For the better part of a year, OpenAI's GPT-3 has remained among the largest AI language models ever created. Via an API, people have used it to automatically write emails and articles, summarize text, compose poetry and recipes, create website layouts, and generate code for deep learning in Python. But GPT-3 has key limitations, chief among them that it's only available in English.

According to Naver, HyperCLOVA was trained on 560 billion tokens of Korean data -- 97% of the Korean language -- compared with the 499 billion tokens on which GPT-3 was trained. Tokens, a way of separating pieces of text into smaller units in natural language, can be either words, characters, or parts of words.

In a translated press release, Naver said it will use HyperCLOVA to provide "differentiated" experiences across its services, including the Naver search engine's autocorrect feature. "Naver plans to support HyperCLOVA [for] small and medium-sized businesses, creators, and startups," the company said. "Since AI can be operated with a few-shot learning method that provides simple explanations and examples, anyone who is not an AI expert can easily create AI services."

OpenAI policy director Jack Clark called HyperCLOVA a "notable" achievement because of the scale of the model and because it fits into the trend of generative model diffusion, with multiple actors developing "GPT-3-style" models. In April, a research team at Chinese company Huawei quietly detailed PanGu-Alpha (stylized PanGu-α), a 750-gigabyte model with up to 200 billion parameters that was trained on 1.1 terabytes of Chinese-language ebooks, encyclopedias, news, social media, and web pages.

"Generative models ultimately reflect and magnify the data they're trained on -- so different nations care a lot about how their own culture is represented in these models. Therefore, the Naver announcement is part of a general trend of different nations asserting their own AI capacity [and] capability via training frontier models like GPT-3," Clark wrote in his weekly Import AI newsletter. "[We'll] await more technical details to see if [it's] truly comparable to GPT-3."

Skepticism

Some experts believe that while HyperCLOVA, GPT-3, PanGu-α, and similarly large models are impressive with respect to performance, they don't move the ball forward on the research side of the equation. Instead, they're prestige projects that demonstrate the scalability of existing techniques or serve as a showcase for a company's products.

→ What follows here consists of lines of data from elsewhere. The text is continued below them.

PR #14884, opened 2020-08-08
Added connection retry logic to Driver

### LINKED ISSUE #14875: SQL Azure transient connection error when server unavailable
This is a (multiple allowed):

* [x] bug
* [ ] enhancement

* CakePHP Version: 4.1.1
* Platform and Target: Windows, IIS (Azure App Service), SQL Server Azure, HTTPS

### What you did
I'm using SQL Server on Azure (not by my choice) and it works fine for our application, but we recently tried using an on-demand instance for the database to reduce costs. There's no issue with the application, except when the database is waking up from pausing. I currently set it up to pause after 1 hour of inactivity. When connecting after the database was 'paused', SQL Server throws an error saying to basically check again in a few moments.

I tried to get around this error by setting the `loginTimeout` option on the database connection to 600 (10 minutes), hoping CakePHP could wait until the server is available or retry the connection at some point.

### What happened
The following error is thrown by the SQL Server driver when the database is still waking up: 
`[PDOException] SQLSTATE[08001]: [Microsoft][ODBC Driver 17 for SQL Server]TCP Provider: Timeout error [258]`

And the following can also be thrown: 
```Error: [Cake\Database\Exception\MissingConnectionException] Connection to Sqlserver could not be established: SQLSTATE[HY000]: [Microsoft][ODBC Driver 17 for SQL Server][SQL Server]Database 'xxxxx' on server 'xxxxx.database.windows.net' is not currently available.  Please retry the connection later.  If the problem persists, contact customer support, and provide them the session tracing ID of '{xxxxx}'. in D:\home\site\wwwroot\vendor\cakephp\cakephp\src\Database\Driver.php on line 121

Caused by: [PDOException] SQLSTATE[HY000]: [Microsoft][ODBC Driver 17 for SQL Server][SQL Server]Database 'xxxxx' on server 'xxxxx.database.windows.net' is not currently available.  Please retry the connection later.  If the problem persists, contact customer support, and provide them the session tracing ID of '{xxxxx}'. in D:\home\site\wwwroot\vendor\cakephp\cakephp\src\Database\Driver.php on line 118
```

I noticed there is some connection retrying code in CakePHP, and I understand this is a pretty specific platform issue. I opened this issue to determine if this is something that either the framework can allow handling, if this is truly a bug (or unsupported), and if there is a workaround I can do. 

Thanks for all the great work on the framework!

othercorey:
Closes https://github.com/cakephp/cakephp/issues/14875

### DIFF
--- a/src/Database/Driver.php
+++ b/src/Database/Driver.php
@@ -17,7 +17,9 @@ declare(strict_types=1);
 namespace Cake\Database;
 
 use Cake\Core\App;
+use Cake\Core\Retry\CommandRetry;
 use Cake\Database\Exception\MissingConnectionException;
+use Cake\Database\Retry\ErrorCodeWaitStrategy;
 use Cake\Database\Schema\SchemaDialect;
 use Cake\Database\Schema\TableSchema;
 use Cake\Database\Statement\PDOStatement;
@@ -36,6 +38,11 @@ abstract class Driver implements DriverInterface
      * @var int|null Maximum alias length or null if no limit
      */
     protected const MAX_ALIAS_LENGTH = null;
+
+    /**
+     * @var int[] DB-specific error codes that allow connect retry
+     */
+    protected const RETRY_ERROR_CODES = [];
 
     /**
      * Instance of PDO.
@@ -82,6 +89,13 @@ abstract class Driver implements DriverInterface
     protected $_version;
 
     /**
+     * The last number of connection retry attempts.
+     *
+     * @var int
+     */
+    protected $connectRetries = 0;
+
+    /**
      * Constructor
      *
      * @param array $config The configuration for the driver.
@@ -110,13 +124,18 @@ abstract class Driver implements DriverInterface
      */
     protected function _connect(string $dsn, array $config): bool
     {
-        try {
-            $connection = new PDO(
+        $action = function () use ($dsn, $config) {
+            $this->setConnection(new PDO(
                 $dsn,
                 $config['username'] ?: null,
                 $config['password'] ?: null,
                 $config['flags']
-            );
+            ));
+        };
+
+        $retry = new CommandRetry(new ErrorCodeWaitStrategy(static::RETRY_ERROR_CODES, 5), 4);
+        try {
+            $retry->run($action);
         } catch (PDOException $e) {
             throw new MissingConnectionException(
                 [
@@ -126,8 +145,9 @@ abstract class Driver implements DriverInterface
                 null,
                 $e
             );
+        } finally {
+            $this->connectRetries = $retry->getRetries();
         }
-        $this->setConnection($connection);
 
         return true;
     }
@@ -484,6 +504,16 @@ abstract class Driver implements DriverInterface
     public function getMaxAliasLength(): ?int
     {
         return static::MAX_ALIAS_LENGTH;
+    }
+
+    /**
+     * Returns the number of connection retry attempts made.
+     *
+     * @return int
+     */
+    public function getConnectRetries(): int
+    {
+        return $this->connectRetries;
     }
 
     /**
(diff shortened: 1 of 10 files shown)


src/Database/Driver.php
```diff
@@ -486,6 +519,16 @@ public function getMaxAliasLength(): ?int
         return static::MAX_ALIAS_LENGTH;
     }
 
+    /**
+     * Returns the number of connection retry attempts made.
+     *
+     * @return int
+     */
+    public function getLastConnectRetries(): int
```
ADmad, line 527: This could be just `getConnectRetries()`.

othercorey: Done. I also didn't update the retry count const name in SqlServer.

src/Database/Driver.php
```diff
@@ -486,6 +519,16 @@ public function getMaxAliasLength(): ?int
         return static::MAX_ALIAS_LENGTH;
     }
 
+    /**
+     * Returns the number of connection retry attempts made.
+     *
+     * @return int
+     */
+    public function getConnectRetries(): int
```
ADmad, line 527: Would also need to add `@method` annotation to `DriverInterface` for this new method.

lorenzo:
We used to have a Retry class for this, which is used in Connectiin if I remember correctly. Would it be worth reusing it?

othercorey:
> We used to have a Retry class for this, which is used in Connectiin if I remember correctly. Would it be worth reusing it?

CommandRetry wraps `Exception` while Driver wraps `PDOException`. Is that ok? We could maybe create a strategy in `connect` and pass it to `_connect`. Just depends how much we want to do here.

othercorey:
I think `Connection::connect` double wraps `Driver::connect` to catch `Exception`.

lorenzo:
I think a custom strategy may be a good idea

ADmad:
Given the changes this should target next minor.

othercorey:
This implements connect retry as a CommandRetry strategy.

Updated CommandRetry to pull the max retries config from the strategy.

src/Database/Retry/ConnectWaitStrategy.php
```diff
@@ -0,0 +1,87 @@
...
+     */
+    public function shouldRetry(Exception $exception): bool
+    {
+        if (
+            $exception instanceof PDOException &&
+            (
+                in_array($exception->getCode(), $this->errorCodes) ||
+                (
+                    $exception->errorInfo &&
+                    in_array($exception->errorInfo[1], $this->errorCodes)
```
othercorey, line 76: This situation is caused by https://bugs.php.net/bug.php?id=64705. errorInfo is null when the exception is thrown from PDO construction.

src/Core/Retry/RetryStrategyInterface.php
```diff
@@ -24,12 +24,18 @@
  */
 interface RetryStrategyInterface
 {
+    /**
+     * Returns the maximum number of retries allowed.
+     *
+     * @return int
+     */
+    public function getMaxRetries(): int;
```
markstory, line 32: Normally adding to interfaces is not backwards compatible. I doubt that this interface has been implemented by userland code though.

othercorey: `Cake\Database\Retry\ReconnectStrategy` is marked internal so I thought the whole mechanism was internal.

othercorey: Looking at the Orcale driver - the only other code I can think of to customize this - doesn't seem to have any strategy code.

othercorey:
Re-implemented without breaking BC of CommandRetry and RetryStrategyInterface.

markstory (approved):
Looks good to me.

othercorey:
Should this be for 4.1 patch for 4.2?

markstory:
@othercorey I think this can fit in 4.1. It will be a no op for most people and no interfaces changed.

Naver does not claim that HyperCLOVA overcomes other blockers in natural language, like answering math problems correctly or responding to questions without paraphrasing training data. More problematically, there's also the possibility that HyperCLOVA contains the types of bias and toxicity found in models like GPT-3. Among others, leading AI researcher Timnit Gebru has questioned the wisdom of building large language models -- examining who benefits from them and who is harmed. The effects of AI and machine learning model training on the environment have also been raised as serious concerns.

The coauthors of the OpenAI and Stanford paper suggest ways to address the negative consequences of large language models, such as enacting laws that require companies to acknowledge when text is generated by AI -- possibly along the lines of California's bot law.

Other recommendations include:

Training a separate model that acts as a filter for content generated by a language model
Deploying a suite of bias tests to run models through before allowing people to use the model
Avoiding some specific use cases

The consequences of failing to take any of these steps could be catastrophic over the long term. In recent research, the Middlebury Institute of International Studies' Center on Terrorism, Extremism, and Counterterrorism claims GPT-3 could reliably generate "informational" and "influential" text that might radicalize people into violent far-right extremist ideologies and behaviors. And toxic language models deployed into production might struggle to understand aspects of minority languages and dialects. This could force people using the models to switch to "white-aligned English," for example, to ensure the models work better for them, or discourage minority speakers from engaging with the models at all.